(Collected data entries)
- Opening Delimiter -

Issue #3604, opened 2026-08-16
[plan-16] Canonical Install Identity & Bundle Integrity — one resolvable, dependency-complete plugin root, and recycles that cannot kill a working worker


thedotmack:
# [plan-16] Canonical Install Identity & Bundle Integrity — one resolvable, dependency-complete plugin root, and recycles that cannot kill a working worker

> **Tracker:** #3604 · **Design doc:** `plans/16-canonical-install-identity-and-bundle-integrity.md` · **Series:** plan-14 #3602 · plan-15 #3603 · plan-16 #3604 · plan-17 #3605 · plan-18 #3606 · plan-19 #3607 · plan-20 #3608 · plan-21 #3609 · plan-22 #3610 · plan-23 #3611

## Defect

There is no single answer to "which copy of claude-mem is installed and runnable". Hooks, the supervisor's successor spawn, `npx claude-mem` (install/repair/doctor/status), the SDK subprocess, and the marketplace auto-updater each resolve the plugin root independently, and none of them verifies the copy has its runtime dependencies:

- The hook prelude picks the newest **mtime** under `~/.claude/plugins/cache/thedotmack/claude-mem/[0-9]*/` (`ls -dt … | head -1`), accepts 1-byte gutted stubs and `.orphaned_at` dirs, and falls back to `~/.claude/plugins/marketplaces/thedotmack/plugin/` — a checkout that never has `node_modules`. `resolveWorkerScriptPath()`/`resolveSuccessorScript()` repeat the same mtime sort in code (fixed on the hook side by #3371 in 13.12.x; still present in successor resolution per #3216/#3565).
- `worker-service.cjs` externalizes `zod`, `shell-quote`, `tree-sitter-*`, `ajv*`, `better-auth`, and (13.9.x) `../sqlite/{SessionStore,observations/files}.js`; the bundle requires modules the build never emits and a `node_modules` the plugin update / marketplace pull never installs (`Cannot find module 'zod/v3'`, `Cannot find module '../sqlite/observations/files.js'`). `tree-sitter-cli`'s binary is fetched by an install script suppressed by `--ignore-scripts`; the Windows resolver checks an extensionless path; grammars declare conflicting `tree-sitter` peer majors (`ERESOLVE`); npm 12 rejects the `--allow-scripts` CLI flag the installer passes.
[...]

Issue #2730, opened 2026-05-31
v13.4.0: worker/Stop hook still fails 'Cannot find module zod/v3' — zod absent from installed node_modules (Linux); recurs on every auto-update


DarkTLord:
### Summary

`zod/v3` is **still missing from the installed plugin `node_modules`** on a fresh **v13.4.0** install on Linux, so the worker path crashes with `Cannot find module 'zod/v3'`. This is the same class as #2387 / #2407 / #2437 / #2453 / #2640 / #2456 (consolidated into #2379 / tracking #2601) — reporting here because it **reproduces on 13.4.0**, i.e. the packaging fix did not fully land, and the failure **recurs after every auto-update** (matches #2456).

Observed via the **Stop hook**:

```
Stop hook error: Failed with non-blocking status code: error: Cannot find module 'zod/v3'
from '/home/<user>/.claude/plugins/cache/thedotmack/claude-mem/13.3.0/scripts/worker-service.cjs'
Bun v1.3.11 (Linux x64)
```

### Environment

- **OS**: Linux x86_64 (CachyOS, kernel 7.0.10)
- **Node**: v22.22.2
- **Bun**: 1.3.11
- **Host**: Claude Code CLI (Opus)
- **Plugin versions present in cache**: `12.1.0`, `13.3.0`, `13.4.0` (active/newest = 13.4.0)

### Reproduction / diagnosis

In **every** cached version dir, `plugin/package.json` correctly declares `zod: ^4.3.6` as a runtime dependency, and the built `scripts/worker-service.cjs` requires `zod/v3` as an **external** (11 sites). But the installed `node_modules` contains the 24 tree-sitter grammars + `tree-sitter-cli` + `shell-quote` — **`zod` is absent**:

```bash
$ ls ~/.claude/plugins/cache/thedotmack/claude-mem/13.4.0/node_modules/ | grep -x zod
# (no output — zod missing)

$ grep -c "zod/v3" ~/.claude/plugins/cache/thedotmack/claude-mem/13.4.0/scripts/worker-service.cjs
11

$ node -e "console.log(require('.../13.4.0/plugin/package.json').dependencies.zod)"
^4.3.6
```

So `installPluginDependencies` / the marketplace `bun install` materialized every declared dep **except** `zod`. `mcp-search` (the MCP server, which **bundles** zod per the `build-hooks.js` guardrail) keeps working; only the **worker** (which externalizes zod by design, see #2584 minimization) breaks.

[...]

PR #3872, opened 2026-09-04
fix(setup): guard plugin deps on completeness, not node_modules existence

### LINKED ISSUE #3755: Setup dependency guard checks that node_modules exists, not that it is complete — a partial install wedges every hook

thedotmack:
Fixes #3755. Refs #3604 (plan-16), #2730. Linear ALE-315.

## The bug

`ensurePluginDependencies()` in `plugin/scripts/version-check.js` decided whether to run `bun install` by asking whether `node_modules/` existed:

```js
```

A tree that is merely *present* — but short of the declared closure — satisfies that check and permanently skips repair on every subsequent Setup run.

## Two trigger paths

The second one is the reason this keeps getting refiled, and it needs **no corruption at all**:

1. An install interrupted mid-fetch (network timeout, OOM kill, registry 5xx) leaves `node_modules/` behind incomplete.
2. A tree that was complete *for the version that created it*. `zod` was added to plugin deps after some users had already installed. Their `node_modules` has been incomplete ever since, and no upgrade heals it — the stale tree is gitignored, so `git pull` never touches it, and each new cache version is seeded by copying it.

## Why it was silent

`mcp-server.cjs` bundles zod internally — `scripts/build-hooks.js:519` hard-fails the build if it ever externalizes it — while `worker-service.cjs` has 19 external zod requires, 4 of them `zod/v3`. So search and timeline keep answering against historical data while capture is dead. The crash happens in freshly spawned hook processes whose stderr never reaches the log dir.

One reporter lost ~4 months of capture with no visible symptom beyond two red `SessionStart` lines that read like cosmetic hook noise. The transcripts needed to backfill that window had already rotated away.

## The fix

Guard on completeness. Every key of `package.json` `dependencies` must resolve, with a `<dep>/package.json` fallback for bin-only packages like `tree-sitter-cli` (#2730), plus the zod subpaths the worker actually requires.

This is **not a new contract** — it mirrors `verifyCriticalModules` (`src/npx-cli/install/setup-runtime.ts:245`), which already applies exactly this check on the npx install path but was never reachable from the Setup hook. It can't be imported here (this script is standalone and dependency-free, run by whatever Node the host provides), so the probe is inlined and the two are cross-referenced in comments.

Two consequences fall out of the guard change:

- **The post-failure `rmSync` of `node_modules` is removed.** It existed only because the existence guard would otherwise block retry forever (#2650 review). The completeness guard re-detects the gap on the next run, so deleting bought nothing — while actively destroying a partial tree that still powers search. Retry cadence is identical before and after; this only removes a destructive side effect.
- **A zero exit from `bun install` is no longer trusted.** It can exit 0 with a failed integrity check (reported on #3755), so the closure is re-probed afterwards and the diagnostic reports what actually resolves.

The install diagnostic now names the unresolvable modules, which is what stops this failure mode from being silent.

## Verification

The exact `#3755` fixture — `node_modules/` present, `zod` absent — before and after:

```
# before: exit 0, no output, bun install never invoked
# after:
[version-check] installing plugin dependencies (missing: zod, zod/v3, zod/v4, zod/v4-mini)...
[version-check] bun install exited 0 but dependencies are still missing: zod, ...
```

That second line is the fake installer exiting 0 without installing — the integrity-failure case, caught by the re-probe.

**Tests are proven non-vacuous.** Restoring the old existence guard makes 5 of the 13 fail:

- `installs when node_modules exists but is empty (gh #3755)`
- `preserves a partial node_modules after a failed install and retries on the next run`
- `detects and names a missing scoped dependency`
- `detects an unresolvable zod subpath even when zod itself resolves (gh #3755)`
- `detects and repairs a dependency added to the manifest after a complete install (gh #3755)`

Also covered: bin-only packages treated as present (#2730 regression guard), scoped deps (6 of the 26 real deps are scoped), and complete trees skipping the install.

`tests/plugin-version-check.test.ts` is deliberately **untouched** and still green — its fixtures declare no `dependencies`, which proves the zero-declared-deps early return works.

Local: typecheck clean, `npm run build` clean, `bun install --frozen-lockfile` in `plugin/` reports no lockfile drift. Full suite has 21 pre-existing failures on this branch point (Windows-path `HealthMonitor`/`ProcessManager` suites and one worktree-sync test) — byte-identical set before and after this change, verified by diffing failure lists against a pristine checkout.

## Deliberately out of scope

Two related things found while investigating, flagged rather than bundled into a hot fix:

1. **`isInstallCurrent()` (`setup-runtime.ts:497`) has the same existence-check shape.** It's mitigated — it also requires a matching `.install-version` marker, and `npx claude-mem repair` installs unconditionally — so the escape hatch works. Worth tightening separately.
2. **Install-args asymmetry.** The npx installer uses `bun install --frozen-lockfile --ignore-scripts`; the Setup hook uses `['install', '--production']`. `plugin/bun.lock` ships in the tarball and is mirrored to the marketplace, so the hook could use it. Changing install semantics under a 120s `spawnSync` budget is its own risk and deserves its own PR.

One note for future maintainers, recorded as a comment in the source: the post-install re-probe assumes a resolver that doesn't negatively cache. Node is that resolver and `plugin/hooks/hooks.json:11` invokes this script under node explicitly. Bun caches negative CJS lookups process-wide, so running this file under bun would make the re-check cry wolf on every successful fresh install.

https://claude.ai/code/session_01NT5K64VU4a7Kbc36oTVjyc

### DIFF
--- a/.claude-plugin/marketplace.json
+++ b/.claude-plugin/marketplace.json
@@ -9,7 +9,7 @@
   "plugins": [
     {
       "name": "claude-mem",
-      "version": "13.24.0",
+      "version": "13.24.1",
       "source": "./plugin",
       "description": "Persistent memory system for Claude Code - context compression across sessions"
     },
--- a/.claude-plugin/plugin.json
+++ b/.claude-plugin/plugin.json
@@ -1,6 +1,6 @@
 {
   "name": "claude-mem",
-  "version": "13.24.0",
+  "version": "13.24.1",
   "description": "Memory compression system for Claude Code - persist context across sessions",
   "author": {
     "name": "Alex Newman"
--- a/.codex-plugin/plugin.json
+++ b/.codex-plugin/plugin.json
@@ -1,6 +1,6 @@
 {
   "name": "claude-mem",
-  "version": "13.24.0",
+  "version": "13.24.1",
   "description": "Memory compression system for Claude Code - persist context across sessions",
   "author": {
     "name": "Alex Newman",
--- a/.grok-plugin/plugin.json
+++ b/.grok-plugin/plugin.json
@@ -1,6 +1,6 @@
 {
   "name": "claude-mem",
-  "version": "13.24.0",
+  "version": "13.24.1",
   "description": "Persistent memory for coding agents. Cursor and Grok Bot install independently; worker and observer can be local or remote.",
   "homepage": "https://github.com/thedotmack/claude-mem",
   "skills": "./claude-mem-grok-bot/skills/",
--- a/claude-mem-cursor/.cursor-plugin/plugin.json
+++ b/claude-mem-cursor/.cursor-plugin/plugin.json
@@ -1,6 +1,6 @@
 {
   "name": "claude-mem-cursor",
-  "version": "13.24.0",
+  "version": "13.24.1",
   "description": "Persistent memory for Cursor. Hooks ingest tool use; MCP searches past sessions. Works with a local worker or a remote cmem.ai worker, and a local host-login observer or remote inference.",
   "author": { "name": "Alex Newman" },
   "homepage": "https://github.com/thedotmack/claude-mem",
--- a/claude-mem-grok-bot/.cursor-plugin/plugin.json
+++ b/claude-mem-grok-bot/.cursor-plugin/plugin.json
@@ -1,6 +1,6 @@
 {
   "name": "claude-mem-grok-bot",
-  "version": "13.24.0",
+  "version": "13.24.1",
   "description": "Persistent memory for Grok Bot. No host hooks: transcript watcher plus MCP. Local worker with host-login observer, or remote cmem.ai. Install without Cursor.",
   "author": { "name": "Alex Newman" },
   "homepage": "https://github.com/thedotmack/claude-mem",
--- a/openclaw/openclaw.plugin.json
+++ b/openclaw/openclaw.plugin.json
@@ -3,7 +3,7 @@
   "name": "Claude-Mem (Persistent Memory)",
   "description": "OpenClaw plugin for Claude-Mem. Records observations from embedded runner sessions and streams them to messaging channels.",
   "kind": "memory",
-  "version": "13.24.0",
+  "version": "13.24.1",
   "license": "Apache-2.0",
   "author": "thedotmack",
   "homepage": "https://claude-mem.ai",
--- a/package.json
+++ b/package.json
@@ -1,6 +1,6 @@
 {
   "name": "claude-mem",
-  "version": "13.24.0",
+  "version": "13.24.1",
   "description": "Memory compression system for Claude Code - persist context across sessions",
   "keywords": [
     "claude",
--- a/plugin/.claude-plugin/plugin.json
+++ b/plugin/.claude-plugin/plugin.json
@@ -1,6 +1,6 @@
 {
   "name": "claude-mem",
-  "version": "13.24.0",
+  "version": "13.24.1",
   "description": "Memory compression system for Claude Code - persist context across sessions",
   "author": {
     "name": "Alex Newman"
--- a/plugin/.codex-plugin/plugin.json
+++ b/plugin/.codex-plugin/plugin.json
@@ -1,6 +1,6 @@
 {
   "name": "claude-mem",
-  "version": "13.24.0",
+  "version": "13.24.1",
   "description": "Memory compression system for Claude Code - persist context across sessions",
   "author": {
     "name": "Alex Newman",
--- a/plugin/package.json
+++ b/plugin/package.json
@@ -1,6 +1,6 @@
 {
   "name": "claude-mem-plugin",
-  "version": "13.24.0",
+  "version": "13.24.1",
   "private": true,
   "description": "Runtime dependencies for claude-mem bundled hooks",
   "type": "module",
--- a/plugin/scripts/version-check.js
+++ b/plugin/scripts/version-check.js
@@ -1,6 +1,7 @@
 #!/usr/bin/env node
 import { spawnSync } from 'child_process';
-import { existsSync, readFileSync, rmSync } from 'fs';
+import { existsSync, readFileSync } from 'fs';
+import { createRequire } from 'module';
 import { homedir } from 'os';
 import { join, dirname } from 'path';
 import { fileURLToPath } from 'url';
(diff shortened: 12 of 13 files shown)


thedotmack:
Confirmed and fixed in 9c5d26fd. This finding was correct and it was serious — thank you.

I reproduced the mechanism directly:

```js
// plugin/node_modules is EMPTY; a valid package sits one directory up
createRequire(join(nodeModulesPath, 'noop.js'))
  .resolve('leakypkg', { paths: [nodeModulesPath] })
// -> /…/hosttest/node_modules/leakypkg/index.js   ← outside the plugin tree
```

`paths` only seeds Node's lookup; resolution still walks every ancestor directory and always consults the global folders. Then I ran the **committed** probe against a plugin whose `node_modules` was completely empty with a valid `zod` one level up: exit 0, no output, `bun install` never invoked. That is the #3755 bug reintroduced by the fix for it — and because plugin roots live at `~/.claude/plugins/cache/thedotmack/claude-mem/<version>/`, any `zod` up to `~/node_modules` or installed globally would have triggered it.

**The fix**, in two parts:

1. **Presence** is now a direct stat of `<node_modules>/<dep>/package.json`, which cannot escape the tree. This is the same signal `scripts/check-postinstall-allowlist.js:75-78` already uses, and it removes the bare-name/`/package.json`-fallback dance entirely — scoped names split into path segments, and bin-only packages like `tree-sitter-cli` (package.json present, no entry point, #2730) are handled natively.

2. **zod subpaths** still need real resolution, since `zod/v3` is an `exports` entry that a present directory doesn't guarantee. Those are accepted only when the resolved file lands inside the plugin's own zod directory.

Two details worth flagging on that containment check, since they're easy to get wrong:

- Both sides are `realpath`'d before comparison. Bun can materialise `node_modules` entries as links into a shared store, and Node returns the real path of what it resolved — comparing literally would report a *healthy* linked install as missing and loop the install forever.
- Containment uses `path.relative` rather than string prefixing, so a sibling like `node_modules/zod-extra` isn't mistaken for being inside `node_modules/zod`.

A regression test is added (`does not accept a dependency resolved from OUTSIDE the plugin tree`) using exactly the fixture shape that fooled the old probe — empty plugin `node_modules`, complete zod in the parent. Verified non-vacuous: it fails against the previous commit's probe and passes now. Suite is 14/14.

One thing your finding surfaced beyond this PR: `verifyCriticalModules` (`src/npx-cli/install/setup-runtime.ts:245`) has the same ancestor/global escape. It's much less dangerous there — it runs as a post-install assertion that fails loud, rather than as the gate deciding whether repair happens at all — so I've left it out of this hot fix and noted it in the source for follow-up.

thedotmack:
@greptile review

The P1 (dependency resolution escaping the plugin tree) is fixed in 9c5d26fd — presence is now a direct stat inside `<pluginRoot>/node_modules`, and zod's subpath resolution is accepted only when the resolved path is contained in the plugin's own zod directory (both sides realpath'd). Regression test added and verified to fail against the previous commit. Please re-review the new head.

thedotmack:
Added `1774be00` — **version bump to 13.24.1**, so merging this PR yields a releasable patch in one step.

The bump touches **11** manifests. Worth flagging: the `version-bump` skill documents only **eight**. Three have been added since it was written and were missing from its list:

- `.grok-plugin/plugin.json`
- `claude-mem-cursor/.cursor-plugin/plugin.json`
- `claude-mem-grok-bot/.cursor-plugin/plugin.json`

The commit shape matches the repo's own bump commits (`1df66c2c`): version lines only, no build artifacts. Two deliberate choices behind that:

1. **No regenerated bundles.** `npm run build` rewrites `worker-service.cjs`, `mcp-server.cjs`, `server-service.cjs`, `transcript-watcher.cjs` and `SessionStore.js`, but the diff is almost entirely esbuild minifier identifier churn (`s`↔`t` renames) with no semantic change. The committed `worker-service.cjs` carries no version string at all, and CI rebuilds before testing, so the committed bundles aren't the source of truth. Including ~500 lines of churn would only obscure the diff.

2. **`CHANGELOG.md` untouched.** `scripts/generate-changelog.js` rebuilds it from published GitHub releases, so it's regenerated after the release is cut — not hand-edited here.

One thing to be aware of when you next run a build: `scripts/sync-plugin-manifests.js` overwrites the hand-written Cursor and Grok-Bot descriptions with the generic one from `package.json`. I preserved the hand-written copy from the recent Grok Mem commits and bumped only the version line in those two files, but the generator and the committed copy are out of sync — the next `npm run build` will clobber them again. Probably worth either teaching the sync script to leave `description` alone for those two manifests, or moving that copy into the generator.

I did **not** create the tag or GitHub release: both would point at a commit that isn't on `main` yet. Those belong after merge, along with the npm publish.

thedotmack:
## CI status — read before merging

**6 of 7 checks pass.** The seventh, `typecheck · build · test · bundle-size`, fails on 19 `HealthMonitor` / `ProcessManager` tests. **This is pre-existing and not caused by this PR.** Verified three independent ways:

1. A pristine baseline at this branch point (`be44b6c8`, with all three commits reverted) produces a **byte-identical** failing set.
2. Main's own CI run at `be44b6c8` ([run 33773325757](https://github.com/thedotmack/claude-mem/actions/runs/33773325757)) is red on this same job.
3. The failing list contains **zero** version-check tests. This PR's 14 all pass — the run reports 3009 tests / 2963 pass, one more than before, which is the new leak regression test.

### Root cause of the flake

Run the two suites alone and they are **79 pass, 0 fail**. Run them in the full suite and 19 fail. It's test pollution, and `tests/preload.ts` documents the mechanism in its own header comment:

> `src/shared/paths.ts` freezes `DATA_DIR` at first evaluation … module-level consts like `ProcessManager`'s `PID_FILE` inherit that frozen value

Bun runs every test file in one process, so a `mock.module` registered by an earlier file stays installed for these suites. Identifying the exact polluting file is a separate task and out of scope for a hot fix.

The job passed once in four rerun attempts (the passing run took 10m16s; every failing run takes ~3m40s, which may itself be a clue). I've stopped re-running rather than burn more CI on a known-flaky, pre-existing failure.

### Everything else is green

`build` (Windows), `chroma lifecycle`, `chroma round-trip`, `clean-room dependency closure smoke`, `server-runtime e2e (docker)`, and `sync-hub` all pass. `sync-hub` failed once on an unrelated 5000ms `testTimeout` at `workers/sync-hub/test/sync-hub.test.ts:1207` and passed on rerun; none of these commits touch `workers/`.

An earlier round also hit `npm error ETARGET @posthog/types@^1.409.0` on three jobs — a registry propagation race, since `posthog-node@^5.36.15` requires a version that had just been published. It resolves as latest now and those jobs went green on rerun.

PR #3875, opened 2026-09-04
server: let CLAUDE_MEM_SERVER_MAX_OUTPUT_TOKENS set the generation output cap

### LINKED ISSUE #3829: OpenRouter provider: hardcoded 30s timeout and 4096 max_tokens cause silent observation loss on slow models; no failover; unbounded history growth
## Summary

Running v13.18.0 with `CLAUDE_MEM_PROVIDER=openrouter`, four hardcoded behaviors in the OpenRouter path combine into silent, hours-long observation loss when the configured model is slow (e.g. any free-tier model under daytime load). Requesting configuration knobs for each.

## Environment

- claude-mem v13.18.0 (marketplace install, `worker` runtime)
- macOS, Bun worker
- Provider: OpenRouter

## What happened

With `CLAUDE_MEM_OPENROUTER_MODEL` set to a free-tier model (`nvidia/nemotron-3-ultra-550b-a55b:free`), extraction worked overnight, then failed continuously for ~3 hours during daytime load. Every call aborted at exactly 30s, retried twice, then:

```
[WARN ] [SDK   ] Retrying OpenRouter nvidia/nemotron-3-ultra-550b-a55b:free after 135ms (attempt 1/2) {kind=unclassified, message=The operation was aborted.}
[ERROR] [SDK   ] [session-161] OpenRouter init query failed {model=...} The operation was aborted.
[ERROR] [SESSION] [session-161] Generator failed {provider=openrouter, error=The operation was aborted.}
```

The pending batches are abandoned (queue depth returns to 0), so the outage window becomes a permanent memory gap. A direct probe of the same model at that time took 17s for a 10-token completion — real but slower than the retry budget allows.

## Root causes (all hardcoded in `worker-service.cjs`)

1. **Per-attempt timeout is fixed at 30s** — retry defaults `{maxRetries:2, perAttemptTimeoutMs:3e4, ...}`. No env/setting overrides it. A model that reliably answers in 40s can never succeed.

2. **`max_tokens` is fixed at 4096** in the request body (`temperature:.3,max_tokens:4096`). On busy sessions the observation XML gets truncated mid-stream and trailing observations are lost. Over a multi-week log history I count 1,000+ calls returning exactly 4096 output tokens (i.e. `finish_reason: length`). No setting overrides it.

3. **No provider/model failover.** `CLAUDE_MEM_OPENROUTER_MODEL` accepts an array, but it's comma-joined into a single `model` string — OpenRouter rejects that. OpenRouter's native fallback (`models: [...]` array in the request body) is never used, so there's no way to express "try A, fall back to B."

4. **Observer conversation history grows unboundedly.** `conversationHistory.push(...)` with no windowing means every call re-sends the entire multi-turn history. On long sessions I've logged single calls with 295 messages and 903,805 input tokens. This makes cost scale quadratically with session length and eventually collides with model context limits (only ~1M-context models are safe).

Also noticed while debugging: the shipped default `xiaomi/mimo-v2-flash:free` now returns 404 from OpenRouter ("This model has been deprecated"), so a fresh OpenRouter setup with no model configured fails out of the box.

## Requested

1. `CLAUDE_MEM_OPENROUTER_TIMEOUT_MS` (per-attempt timeout override)
2. `CLAUDE_MEM_OPENROUTER_MAX_TOKENS` (max_tokens override)
3. Map the existing array form of `CLAUDE_MEM_OPENROUTER_MODEL` onto OpenRouter's `models` fallback array (first entry → `model`, rest → `models`), instead of comma-joining
4. A rolling window for the observer conversation (keep the instruction turn + last N exchanges), or an env cap on history tokens
5. Update the default OpenRouter model to a live one

Items 1, 2, and 5 look like one-line changes; happy to test any of them. Thanks for claude-mem — the local pipeline design is excellent, this is purely about surviving slow/flaky models.

🤖 Filed with [Claude Code](https://claude.com/claude-code) on behalf of @emeffinsteve

escooterclinic:
Closes #3829 (the max_tokens half).

All three server generation providers already take a `maxOutputTokens` option, but `instantiateServerGenerationProvider` never populates it, so every request goes out with the constructor default of 4096.

On a model that answers at length that truncates the reply mid-structure. The observation parser then finds no complete `<observation>` block, returns `{valid:false}`, and `processGenerationResult` settles the job as `parse_error` with `retryable:false` — one attempt of three, and the observation is gone. It looks like a model problem rather than a configuration one, which is what made it hard to spot: we lost 20 observations to it before working out the reply was simply being cut off at exactly 4096 completion tokens.

This reads `CLAUDE_MEM_SERVER_MAX_OUTPUT_TOKENS` and passes it to whichever provider is selected. Unset keeps 4096, so nothing changes unless you set it. Non-integer or non-positive values are ignored with a warning rather than sent as `NaN`.

Tests in `tests/server/runtime/server-max-output-tokens.test.ts`: the parsing cases, plus two that capture the outgoing request body and assert `max_tokens` is 4096 by default and the configured value when set. They fail without the change. `bun test tests/server/` is 170 pass / 13 skip / 0 fail.

I've left the worker-side providers alone — same shape, but it's a separate concern and I didn't want to widen this.

### DIFF
--- a/src/server/runtime/create-server-service.ts
+++ b/src/server/runtime/create-server-service.ts
@@ -253,29 +253,54 @@ function buildServerGenerationProviderFromEnv(): ServerGenerationProvider | null
   }
 }
 
+/**
+ * Optional cap on generated tokens for the server generation providers (#3829).
+ * All three providers already accept `maxOutputTokens`; nothing populated it, so
+ * every request went out with the constructor default of 4096. On a model that
+ * answers at length the reply is truncated mid-structure, the observation parser
+ * rejects it, and the job settles as a non-retryable parse_error — the work is
+ * lost silently. Unset keeps the 4096 default, so behavior is unchanged.
+ */
+export function resolveServerMaxOutputTokens(): number | undefined {
+  const raw = process.env.CLAUDE_MEM_SERVER_MAX_OUTPUT_TOKENS;
+  if (!raw) return undefined;
+  const parsed = Number(raw);
+  if (!Number.isInteger(parsed) || parsed <= 0) {
+    logger.warn('SYSTEM', 'server: ignoring invalid CLAUDE_MEM_SERVER_MAX_OUTPUT_TOKENS', { value: raw });
+    return undefined;
+  }
+  return parsed;
+}
+
 function instantiateServerGenerationProvider(provider: string): ServerGenerationProvider | null {
   if (provider === 'claude' || provider === 'anthropic') {
     const apiKey = process.env.ANTHROPIC_API_KEY ?? process.env.CLAUDE_MEM_ANTHROPIC_API_KEY ?? '';
     if (!apiKey) return null;
-    const opts: { apiKey: string; model?: string } = { apiKey };
+    const opts: { apiKey: string; model?: string; maxOutputTokens?: number } = { apiKey };
     if (process.env.CLAUDE_MEM_SERVER_MODEL) opts.model = process.env.CLAUDE_MEM_SERVER_MODEL;
+    const maxOutputTokens = resolveServerMaxOutputTokens();
+    if (maxOutputTokens !== undefined) opts.maxOutputTokens = maxOutputTokens;
     return new ClaudeObservationProvider(opts);
   }
   if (provider === 'gemini') {
     const apiKey = process.env.GEMINI_API_KEY ?? process.env.CLAUDE_MEM_GEMINI_API_KEY ?? '';
     if (!apiKey) return null;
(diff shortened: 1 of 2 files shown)


thedotmack:
ALL-NIGHT SHIP Batch D: rebased onto latest `main` as #3997. Will merge #3997 if CI is green.

thedotmack:
Superseded by #3997.

thedotmack:
Superseded by #3997 (rebased onto latest main and squash-merged). Thank you.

- Closing Delimiter -

YOUR OBJECTIVE
On how many lines of the data does "onto" appear? Give only that number.

YOUR SOLUTION
3